Robert sent in this link – https://crev.info/2020/04/surprising-fossils-dinosaurs/ … three related stories that have already been posted on the News. Dinosaur footprints in a cave is the most ambiguous of those David Coppedge has brought together in a single post. His geology is 100 per cent Biblical flood related – but don't let that put you off. He begins with a little rant and says paleontologists force fit every bone, every piece of amber with an insect inside, and every fossil into their own creation myth – the uniformitarian model and timescale. This is obvious when any new bit of information emerges – it has to be compartmentalised. Not sure Coppedge is entirely right though as far as conformity is concerned, and humnas seem to need boxes in which to put things so they can be labelled and stacked away. It's keeping the house tidy – getting rid of the clutter. If something cannot be explained better it is boxed up and forgotten until some new information turns up. It's what we do as people and scientists are no different.

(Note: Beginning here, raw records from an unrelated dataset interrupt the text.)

PR #643, opened 2017-08-26
Added option to provide additional IPs / DNS names to internal and ex…

isaac-s:
…ternal certs

### DIFF
--- a/components/utils.py
+++ b/components/utils.py
@@ -272,6 +272,23 @@ def remove(path, ignore_failure=False):
     sudo(['rm', '-rf', path], ignore_failures=ignore_failure)
 
 
+def _get_cert_ips_and_dns(ips, dns_names=None):
+    assert ips is not None
+    assert len(ips) > 0
+
+    # Remove duplicates from ips
+    cert_ips = set(ips)
+    cert_ips.add('127.0.0.1')
+    cert_dns = set(dns_names) if dns_names else set()
+    # Add all IP's as DNS's as well. See:
+    # http://www.michaelm.info/blog/?p=1281
+    # https://bugs.chromium.org/p/chromium/issues/detail?id=72726
+    cert_dns.update(cert_ips)
+    cert_dns.add('localhost')
+
+    return cert_ips, cert_dns
+
+
 def _generate_ssl_certificate(ips,
                               dns_names,
                               cn,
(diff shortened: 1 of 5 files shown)


components/utils.py
```diff
@@ -337,17 +340,19 @@ def _generate_ssl_certificate(ips,
     return cert_path, key_path
 
 
-def generate_internal_ssl_cert(ip):
+def generate_internal_ssl_cert(ip, additional_ips=[], dns_names=[]):
```
tehasdf: please note that using mutable default arguments for functions is bad style in python, because they are only created once, and each function call will get the same list object. You are appending to `dns_names`, so for the first call, this function would receive `dns_names=[]`, but for the second call, it would receive `dns_names=['localhost']` (and for the third, `dns_names=['localhost', 'localhost']` etc).
This is only called once so the bug isn't visible, but it's better to guard against that.
The common idiom is to do in the function header `dns_names=None` and then inside the function body `if dns_names is None: dns_names = []`

(btw, i thought our linter checked for that?)

components/utils.py
```diff
@@ -286,9 +287,11 @@ def _generate_ssl_certificate(ips,
     # Remove duplicates from ips
     ips.append('127.0.0.1')
     ips = set(ips)
-    metadata_items = ['IP:{0},DNS:{0}'.format(x) for x in ips]
-    cert_metadata = '{0},DNS:localhost'.format(
-        ','.join(metadata_items))
+    dns_names.append('localhost')
+    dns_names = set(dns_names)
+    metadata_ips = ['IP:{0}'.format(x) for x in ips]
```
tehasdf: the reason we used to put the ip addreses as `DNS:` entries is that, some browsers (chrome) basically outright ignore `IP` entries, but work fine when the ip addresses are in `DNS:` entries (surprisingly). (eg. http://www.michaelm.info/blog/?p=1281 - the bug linked there is already closed but AFAIR it did still work like this when I checked this year. I'll check again)

So if this is used to generate a cert that can be seen by browsers (and it is used for the external cert), we should unfortunately still put ips as both `IP:` (for firefox) and `DNS:` entries (for  chrome)

isaac-s: @tehasdf to summarize: everything in `ips` should end up in `dns` as well, but not the other way around, correct?

tehasdf: yeah, that's right

isaac-s:
@tehasdf added another commit plus a test case

tehasdf:
LGTM; tested it by just running a bootstrap with dummy new names/ips provided for the new inputs and checking that they're in the resulting certs

mcouthon:
@isaac-s Can you please unassign me from the PR? :)

isaac-s:
@mcouthon done :-)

Anyway, the stories themselves are interesting – footprints of a giant dinosaur found in a cave in France. Actually, found on the roof of a cave. This is the best part of the story. How do you get footprints on the roof of a cave. The answer of course has a geological explanation – the sediments in which the footprints were made have been buried and and tilted. The footprints have been dated at 60 million years ago and at that time were at the surface. Time, and a succession of catastrophic events have skewed the deposit and hollowed out the cave. The footprints are now 500m under ground and it is a fact dinosaur footprints have been found in mines and in tunnels (but rarely in a cave we are told).

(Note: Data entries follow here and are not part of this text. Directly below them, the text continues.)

PR #644, opened 2017-08-30
CFY-7200 Add a `manager_networks` bootstrap input

mcouthon:
This input will be set in `cloudify.cloudify_agent.networks`,
and subsequently in the provider context.

### DIFF
--- a/inputs/manager-inputs.yaml
+++ b/inputs/manager-inputs.yaml
@@ -30,6 +30,18 @@ inputs:
     type: boolean
     default: true
 
+  #############################
+  # Network configurations
+  #############################
+
+  manager_networks:
+    description: >
+      A list of network names and IP addresses associated with them.
+      By default, there is only a "default" network, with the manager's
+      private IP associated with it. This network can be overwritten
+    default:
+      - default: { get_input: private_ip }
+
   #################################
   # REST Configuration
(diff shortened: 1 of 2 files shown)


types/manager-types.yaml
```diff
@@ -82,6 +82,7 @@ node_types:
             max_workers: 5
             remote_execution_port: 22
             user: centos
+            networks: { get_input: manager_networks }
```
tehasdf: also needs to be added to `simple-manager-blueprint.yaml` because the `cloudify_agent` in there overwrites this, and this one is mostly ignored

inputs/manager-inputs.yaml
```diff
@@ -30,6 +30,18 @@ inputs:
...
+  # Network configurations
+  #############################
+
+  manager_networks:
+    description: >
+      A list of network names and IP addresses associated with them.
+      By default, there is only a "default" network, with the manager's
+      private IP associated with it. This network can be overwritten
+    default:
+      - default: { get_input: private_ip }
```
tehasdf: double `default`? or is this the right syntax?

mcouthon: The double default is because we want the default network to be called “default” as well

The second anomaly concerns the Karoo fire walkers. Trackways of bidped dinosaurs and mammals within a deposit that includes lava (from a volcanic eruption) and water (which played an unknown role). Does this not sound like the Biblical flood he asks – like a flood came and quickly buried the footprints during a tectonic upheaval. It might be evidence of a catastrophe but probably has nothing to do with Noah and his flood. You would have to concertina a lot of geology to get there. Of course, mainstream geologists intepret in a gentle manner – slowly and gradually as far as time scale is concerned. It occurred in a seasonally dry climate as a result of a flash flood (itself sort of catastrophic but extremely muted in scope). It requires the flash flood to have periodically washed over the landescaped and repeated eruptions of basaltic lava flows. Instead of 'repeated' flash floods and eruptions of lava why not a single catastrophic event of some magnitude. Coppedge is quite in his right to criticise the mainstream explanation – and it seems it is mainly creationists that are providing any kind of resistance to the entrenched geological scenario.

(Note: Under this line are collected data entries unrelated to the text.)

PR #649, opened 2017-09-04
CFY-7218: fix nginx validation

isaac-s:


isaac-s:
@mcouthon this PR is against 4.1.1.1-build. Should we merge into it?

mcouthon:
I don't have a problem with that. This doesn't mean we'll release it for them necessarily, but if enough fixes mount up, we might give it a go.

The third story involves a lizard head entombed in amber. Coppedge makes the point that it was initially identifed as the head of a humming bird like creature. It was found in Cretaceous sediments and this is thought prior to the appearance of such birds as the dinosaurs ruled the landscape and only after their demise did birds evolve. Seems like we've been here before with mammal fossils found in contexts that one could attribute to the K/T boundary event. If geology is basically a record of a succession of catastrophic events, many of them global in scope, then we do not have a complete evolutionary record – or when mammals and birds first appeared. We only know about those points in time when they died. However, Coppedge raises another interesting point. He says they are still forcing uncooperative evidence into the timescale and have been doing this for well over a century. In other words, he is sceptical of its change of creature, from bird to lizard. Lizards lived during the dinosaur era but birds are not thought to have done so. So, what is it, a bird or a lizard? An interesting idea. Must say it has never occurred to me and I try to be as sceptical as possible.